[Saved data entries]
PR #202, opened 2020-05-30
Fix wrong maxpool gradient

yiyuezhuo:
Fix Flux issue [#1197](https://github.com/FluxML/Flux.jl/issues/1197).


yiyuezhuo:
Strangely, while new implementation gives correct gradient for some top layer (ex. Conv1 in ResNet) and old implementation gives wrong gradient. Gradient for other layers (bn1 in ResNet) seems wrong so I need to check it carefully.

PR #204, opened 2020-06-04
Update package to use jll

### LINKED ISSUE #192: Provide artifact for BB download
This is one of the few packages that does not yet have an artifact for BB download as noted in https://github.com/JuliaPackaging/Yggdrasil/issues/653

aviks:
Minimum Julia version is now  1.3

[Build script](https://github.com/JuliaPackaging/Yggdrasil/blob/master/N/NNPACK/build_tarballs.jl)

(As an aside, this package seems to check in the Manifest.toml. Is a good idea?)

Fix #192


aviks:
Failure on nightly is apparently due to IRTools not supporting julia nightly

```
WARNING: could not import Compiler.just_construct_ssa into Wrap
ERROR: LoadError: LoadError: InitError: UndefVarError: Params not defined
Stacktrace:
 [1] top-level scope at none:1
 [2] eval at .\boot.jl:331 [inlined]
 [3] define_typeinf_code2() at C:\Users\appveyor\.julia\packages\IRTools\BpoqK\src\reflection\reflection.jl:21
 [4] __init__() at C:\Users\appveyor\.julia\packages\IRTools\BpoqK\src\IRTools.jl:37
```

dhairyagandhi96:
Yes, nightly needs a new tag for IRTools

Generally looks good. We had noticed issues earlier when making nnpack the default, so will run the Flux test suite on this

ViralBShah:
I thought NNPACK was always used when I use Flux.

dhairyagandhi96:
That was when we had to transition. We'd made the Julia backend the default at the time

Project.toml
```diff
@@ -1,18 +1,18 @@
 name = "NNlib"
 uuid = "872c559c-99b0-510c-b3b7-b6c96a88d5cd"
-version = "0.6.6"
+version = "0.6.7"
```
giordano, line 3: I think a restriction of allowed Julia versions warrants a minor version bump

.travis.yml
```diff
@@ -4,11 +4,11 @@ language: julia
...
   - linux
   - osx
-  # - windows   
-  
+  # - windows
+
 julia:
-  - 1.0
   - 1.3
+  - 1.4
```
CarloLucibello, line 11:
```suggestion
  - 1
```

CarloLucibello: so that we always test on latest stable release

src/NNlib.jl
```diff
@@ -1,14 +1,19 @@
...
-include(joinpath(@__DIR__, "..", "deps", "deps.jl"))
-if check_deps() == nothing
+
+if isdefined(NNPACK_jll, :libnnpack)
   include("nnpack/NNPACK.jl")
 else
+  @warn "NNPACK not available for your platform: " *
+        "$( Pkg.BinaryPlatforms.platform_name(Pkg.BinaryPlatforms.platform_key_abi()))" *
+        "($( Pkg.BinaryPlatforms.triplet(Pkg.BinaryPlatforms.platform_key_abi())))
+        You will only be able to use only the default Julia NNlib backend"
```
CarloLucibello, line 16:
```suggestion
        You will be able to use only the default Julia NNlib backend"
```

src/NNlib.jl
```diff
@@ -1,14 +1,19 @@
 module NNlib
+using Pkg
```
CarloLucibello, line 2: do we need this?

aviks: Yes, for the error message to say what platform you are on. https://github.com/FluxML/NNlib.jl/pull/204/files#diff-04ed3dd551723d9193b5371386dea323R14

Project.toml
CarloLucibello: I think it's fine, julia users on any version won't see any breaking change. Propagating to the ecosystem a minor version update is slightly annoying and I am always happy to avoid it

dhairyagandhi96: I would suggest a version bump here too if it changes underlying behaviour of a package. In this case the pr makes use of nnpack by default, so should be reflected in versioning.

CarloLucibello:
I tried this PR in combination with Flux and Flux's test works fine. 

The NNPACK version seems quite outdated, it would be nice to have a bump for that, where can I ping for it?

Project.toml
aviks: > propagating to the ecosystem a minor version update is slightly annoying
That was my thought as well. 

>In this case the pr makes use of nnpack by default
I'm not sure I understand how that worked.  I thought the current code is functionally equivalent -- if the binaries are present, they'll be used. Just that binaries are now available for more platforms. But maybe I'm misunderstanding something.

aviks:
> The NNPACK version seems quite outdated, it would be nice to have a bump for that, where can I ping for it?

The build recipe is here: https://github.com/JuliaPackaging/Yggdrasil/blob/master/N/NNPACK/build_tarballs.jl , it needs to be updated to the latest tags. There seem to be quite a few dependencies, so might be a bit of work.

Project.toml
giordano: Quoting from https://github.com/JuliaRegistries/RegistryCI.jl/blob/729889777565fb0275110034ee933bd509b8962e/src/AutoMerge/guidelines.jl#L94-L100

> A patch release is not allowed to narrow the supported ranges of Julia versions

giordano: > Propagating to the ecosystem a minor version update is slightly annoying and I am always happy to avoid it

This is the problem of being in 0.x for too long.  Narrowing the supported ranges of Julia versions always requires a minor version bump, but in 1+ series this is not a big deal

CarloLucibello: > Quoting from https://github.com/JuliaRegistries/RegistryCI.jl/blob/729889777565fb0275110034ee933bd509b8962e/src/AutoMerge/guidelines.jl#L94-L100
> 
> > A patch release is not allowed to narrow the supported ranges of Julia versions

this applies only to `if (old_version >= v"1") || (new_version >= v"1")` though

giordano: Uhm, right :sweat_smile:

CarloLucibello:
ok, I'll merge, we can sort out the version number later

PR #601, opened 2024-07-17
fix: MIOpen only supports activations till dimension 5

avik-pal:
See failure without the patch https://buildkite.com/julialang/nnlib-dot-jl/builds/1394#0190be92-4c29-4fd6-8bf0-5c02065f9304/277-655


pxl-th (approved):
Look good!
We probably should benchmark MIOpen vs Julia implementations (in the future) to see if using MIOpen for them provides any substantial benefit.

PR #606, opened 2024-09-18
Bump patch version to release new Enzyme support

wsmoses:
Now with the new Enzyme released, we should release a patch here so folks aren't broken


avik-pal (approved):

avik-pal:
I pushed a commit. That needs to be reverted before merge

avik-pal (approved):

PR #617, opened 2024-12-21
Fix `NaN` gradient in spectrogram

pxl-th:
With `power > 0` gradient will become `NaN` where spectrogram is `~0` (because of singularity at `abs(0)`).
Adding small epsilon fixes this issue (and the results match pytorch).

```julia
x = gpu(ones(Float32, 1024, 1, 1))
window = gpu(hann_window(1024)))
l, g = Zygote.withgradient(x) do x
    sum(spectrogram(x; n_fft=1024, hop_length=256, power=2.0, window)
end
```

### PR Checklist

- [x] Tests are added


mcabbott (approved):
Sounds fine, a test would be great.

- **WHAT IS BEING ASKED**
What lines in the entries contain "from"? Report each one by copying it.

- **FINAL ANSWER**
giordano: Quoting from https://github.com/JuliaRegistries/RegistryCI.jl/blob/729889777565fb0275110034ee933bd509b8962e/src/AutoMerge/guidelines.jl#L94-L100
CarloLucibello: > Quoting from https://github.com/JuliaRegistries/RegistryCI.jl/blob/729889777565fb0275110034ee933bd509b8962e/src/AutoMerge/guidelines.jl#L94-L100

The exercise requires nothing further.